The integrated circuit (IC) products which were first introduced on a commercial scale in the electronics industry in the early 1960s developed from small scale integration (SSI&gt;10 circuits) to medium scale integration (MSI&gt;50 circuits) to the more recently introduced large scale integration (LSI&gt;100 circuits) techniques. These semiconductor IC circuits have been produced by the tens of billions and although the functions and circuit applications continually change there has been standardization of packaging of such circuits. The so called dual-inline-package (DIP) or originally the TO-116 package is so firmly entrenched in the electronics industry that all major manufacturer's packages have been made to be physically interchangeable in addition to being made compatible with the same automatic insertion equipment.

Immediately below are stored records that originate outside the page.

PR #1449, opened 2018-01-04
 Minimize JSON data

nickgarlis:
I was thinking of maybe moving the last function ( where the search takes place and the results are displayed ) into a new file too but I am not currently sure if it's going to stay the same for every language that I add. 
 
[Live Preview](http://vparticles.com/minimal-mistakes/)


mmistakes:
Looking good. We might have to think about truncating the excerpts size, but looking at the the `lunr-store.js` for the MM demo site it's not too bad.

I'm showing around 148 kB for an index with all of the body content. Which is nice since those searches for `"search"` actually produce results now. Guess if someone has a 1,000 post site it might be too big, but otherwise I'm fine with leaving it as is for now.

_includes/scripts.html
```diff
@@ -19,8 +19,9 @@
   {% else %}
     {% assign lang = "en" %}
   {% endcase %}
-  <script src="{{ '/assets/js/lunr.min.js' | absolute_url }}"></script>
-  <script src="{{ '/assets/js/lunr-' | append: lang | append: '.js' | absolute_url }}"></script>
+  <script src="{{ '/assets/js/lunr/lunr.min.js' | absolute_url }}"></script>
```
mmistakes: Probably worth adding `defer` to each of these three scripts to give priority to the other page content loading first.

eg. `<script defer src="{{ '/assets/js/lunr/lunr-...js' | absolute_url }}"></script>`

nickgarlis: Hmm great idea! We could also decide whether to truncate or not based on the number of posts there are.

mmistakes: I like that idea of truncating based on the number of posts. Not sure what a good baseline should be. Guess it really depends on the the size of `{{ content }}`.

In the case of the MM demo site, the documentation pages are pretty big and full of words.

Maybe we default to truncating (can probably up it to well over 50 words) and then have an override setting in `_config.yml` to index the full post. If the user wants to take the potential hit to page load perf they can.

mmistakes: Maybe something like:

```yaml
#_config.yml
search_full_content: true # true, false (default)
```

```html
<!-- lunr-store.js -->
{% if site.search_full_content == true %}
  {% assign excerpt = doc.content | strip_html | strip_newlines | jsonify %}
{% else %}
  {% assign excerpt = doc.content | strip_html | truncatewords: 20 | jsonify %}
{% endif %}
```

nickgarlis: What if there is a safe zone parameter which gets activated when there are over a thousand posts and its default size is set to 50 but can also be modified to be lower or higher ? If that's too complicated then we could have some pre-set parameters like: safe which would be somewhere in the 50s and super-safe which would be 20.

mmistakes: I’m not convinced post count is the way to go, way too unreliable. I could have 2,000 posts with a sentence of text each or have a couple hundred with epic word counts going over 10,000 and get a huge ‘lunar-store.js‘ because it falls below the threshold.

I think truncating the content to around 50 words by default, with a config override to turn that off would be sensible. If someone wants to get more granular with the amount of words truncated they override the theme file.

nickgarlis: Yes it really depends on the individual. The switch is great option too since it's more straight forward if the user has too much content they simply turn off the search_full_content parameter.

PR #1471, opened 2018-01-14
Use title as alt on the image

lsolesen:


mmistakes:
Closing as this is a duplicate of #1255.

That PR was closed because adding the post's `title` as an `alt` description adds zero value. An alt description should describe the image and not simply repeat the post's title which is already outputted on the page.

The passive components manufacturers (resistors, capacitors, inductors, etc.) classically have been producing discrete devices for use in electronic circuits. During the past six years, however, there has been emphasis on replacing discrete components with integrated circuit devices particularly where the application is iterative in nature. The name which has become prevalent for integrated passive components is "networks". For such IC passive components, such as resistor networks, the types of circuits and of course their component values vary but the package in which the networks are sold and used have to be standardized for interchangeability as mentioned above. At the present time there is increasing emphasis on the implementation of the dual-inline package (DIP) and the single-inline-package (SIP). The SIP also has been standardized in terms of lead spacing (0.100 inches) and height above the circuit board namely 0.350, 0.250 and 0.200 inches. The latter dimensioning has given ground to less than 0.185 inches to be compatible with the maximum DIP height of 0.185 inches to provide interchangeability between SIPs and DIPs.
The above-discussed miniaturized packages along with standard circuits, power, voltage, temperature coefficient of resistance, laser trimming techniques, etc. have placed constraints on the network design, network layout (horizontal geometry) and materials. To meet these constraints, and yet provide reliable operationsl resistor networks which can be economically produced, the present invention was devised.